Sorting all separate lists would be easiest way to get what you want. However, if you have n nodes, you have to sort n lists. Each list could have n-1 entries. Sorting 1 list of n-1 entries would have complexity O(n*log(n)). Your total complexity would be O(n²*log(n)).

You could try to go under that by sorting your lists sequentially and exploiting that information. From your example i assume that your graph is undirected, which allows for the following optimization.

An example first:

1. You start by sorting the first list which would here yield 2->3.
   Then your first list would be done. You could then add ‘1’ to the
   lists of node 2 and 3 (as 1 will appear in their lists as first
   item). This would give you the start of those lists. Then you move
   on to the list of node 2.
2. Seeing as you already know the start of it
   (1), you could skip all that node during sorting. You could do a
   quick pass through your linked list and remove 1 from the set. Then
   you sort the rest (which would give 3->4) and append it to the 1 you
   already had. As with 1, you now have the full sorted list of 2 and
   you can add ‘2’ to the list of 3 and 4.
3. You then continue for 3, do a quick pass to remove all nodes you already know, and sort the
   rest.
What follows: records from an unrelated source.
PR #1087, opened 2022-08-29
change the way OCaml5's Stdlib module is supported (replacing Pervasives)

UnixJunkie:
I try to not put all files under pre-processing to minimize the change.
The previous way it was managed was not compiling for ocaml<5.

### DIFF
--- a/src/batArray.mlv
+++ b/src/batArray.mlv
@@ -22,7 +22,11 @@
 
 include Array
 
-##V>=5## module Pervasives = Stdlib
+##V>=5##module Pervasives = Stdlib
+
+##V>=5##(*$inject
+##V>=5##  module Pervasives = Stdlib
+##V>=5##*)
 
 type 'a t = 'a array
 type 'a enumerable = 'a t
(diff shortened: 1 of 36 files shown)


UnixJunkie:
@sim642 I had to change the way the new Stdlib module from ocaml5 is handled.
Because the previous way was not compiling with ocaml < 5.

UnixJunkie:
I feel only the changes in BatHeap and BatInt might need to be reviewed (because they have a risk of introducing bugs).
All the rest is just trivial.

UnixJunkie:
Now, all tests are passing on both ocaml 4.02.3 and 5.0.0~alpha1.
This is a lot of small stupid changes.

sim642:
> I feel only the changes in BatHeap and BatInt might need to be reviewed (because they have a risk of introducing bugs).
> All the rest is just trivial.

According to git blame, a few of those touch the code from #278, but that fix remains, so it looks fine.

Was about to ask about all the `$inject` stuff, but apparently that's a qtest thing.

UnixJunkie:
Yes, inject is to make qtest aware of some global things.

UnixJunkie:
Thanks for the review.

This would give you 4 and you append that to what you already have to get 1->2->4. Add 3 to the list of node 4.
4. The list of node 4 is already done as there are no nodes in the list with id >4.

More formally:

initialize the final sorted list of every node to null;
for(i=1;i<=nrNodes;i++){
    remove all nodes with id<i from linked list;
    A:=sort remainder of list
    append A to the final sorted list of i;
    for (every node n in A){
        append i to final sorted list of node n
    }
}

This should be faster than sequentially sorting all the lists as the lists to be sorted are smaller.